Our monthly roundup of key activities and knowledge to keep the community informed.
Apache #Cassandra 4.0-beta3, 3.11.9, 3.0.23, and 2.2.19 were released on November 4 and are in the repositories. Please pay attention to release notes and let the community know if you encounter problems.
Join the Cassandra mailing list to stay updated.
Cassandra 4.0 is progressing toward GA. There are 1,390 total tickets and remaining tickets represent 5.5% of total scope. Read the full summary shared to the dev mailing list and take a look at the open tickets that need reviewers.
Cassandra 4.0 will be dropping support for older distributions of CentOS 5, Debian 4, and Ubuntu 7.10. Learn more.
Updates on Cassandra Enhancement Proposals (CEPs), how to contribute, and other community activities.

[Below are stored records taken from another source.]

PR #843, opened 2022-02-07
attempt to detect improper TLS config

rhansen2:
when an io.ErrUnexpectedEOF is returned when reading
a correlation ID, attempt to detect if the messages
from the broker was a TLS Alert Message and decorate
the returned error

### DIFF
--- a/protocol/response.go
+++ b/protocol/response.go
@@ -147,9 +147,5 @@ func looksLikeUnexpectedTLS(size int32) bool {
 		return false
 	}
 	version := int(sizeBytes[1])<<8 | int(sizeBytes[2])
-
-	if version <= tls.VersionTLS13 && version >= tls.VersionTLS10 {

The community weighed options to address reads inconsistencies for Compact Storage as noted in ticket CASSANDRA-16217 (committed). The conversation continues in ticket CASSANDRA-16226 with the aim of ensuring there are no huge performance regressions for common queries when you upgrade from 2.x to 3.0 with Compact Storage tables or drop it from a table on 3.0+.
CASSANDRA-16222 is a Spark library that can compact and read raw Cassandra SSTables into SparkSQL. By reading the sstables directly from a snapshot directory, one can achieve high performance with minimal impact to a production cluster. It was used to successfully export a 32TB Cassandra table (46bn CQL rows) to HDFS in Parquet format in around 70 minutes, a 20x improvement on previous solutions.

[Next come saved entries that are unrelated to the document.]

PR #844, opened 2022-02-10
Every example with your own module

robsonpeixoto:
If you are using gopls with `build.experimentalWorkspaceModule` enabled the gopls will not start because the module name are being reused for different modules.

This PR will put all examples in your own module.


achille-roussel (approved):
Thanks for the fix!

PR #848, opened 2022-02-15
update lz4 + cleanup dependencies

achille-roussel:
This PR updates does a bit of dependency cleanup:

- update LZ4 dependency from v1 to v4
- remove dependency on github.com/eapache/go-xerial-snappy by copying the code in compress/snappy/go-xerial-snappy; this dependency is used for testing purposes only to validate that our implementation is compatible with the reference
- remove github.com/golang/snappy in favor of github.com/klauspost/compress/snappy, which is a more modern implementation of the snappy compression protocol, and that we already have a dependency on
- update github.com/klauspost/compress from v1.9.8 to v1.14.2


rhansen2 (approved):
LGTM

achille-roussel:
Thanks for the review!

PR #1405, opened 2025-08-21
[AUTHR-376] Add Oauthbearer support

twleescobar:
Implement the `OAUTHBEARER` mechanism for `SASL` authentication.
This mechanism requires:
- Token
- Zid (Optional)
- Extensions (key value pair map) (Optional)


twmb:
Looks familiar to [my own](https://github.com/twmb/franz-go/blob/master/pkg/sasl/oauth/oauth.go), a fair bit..?

PR #1410, opened 2025-11-13
sasl/aws_msk_iam: update to aws-sdk-go v2

kevinburkesegment:


petedannemann:
We already have a v2, v1 is just left here for backwards compatibility https://github.com/segmentio/kafka-go/tree/main/sasl/aws_msk_iam_v2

Apache Cassandra 4.0-beta-1 was released on FreeBSD.
“With these optimized Cassandra clusters in place, it now costs us 71% less to operate clusters and we could store 35x more data than our previous configuration.” - Maulik Pandey
“Cassandra is a distributed wide-column NoSQL datastore and is used at Yelp for both primary and derived data. Yelp’s infrastructure for Cassandra has been deployed on AWS EC2 and ASG (Autoscaling Group) for a while now. Each Cassandra cluster in production spans multiple AWS regions.” - Raghavendra D Prabhu
Do you have a Cassandra case study to share? Email email@example.com.
Users in search of a tool for scheduling backups and performing restores with cloud storage support (archiving to AWS S3, GCS, etc) should consider Cassandra Medusa.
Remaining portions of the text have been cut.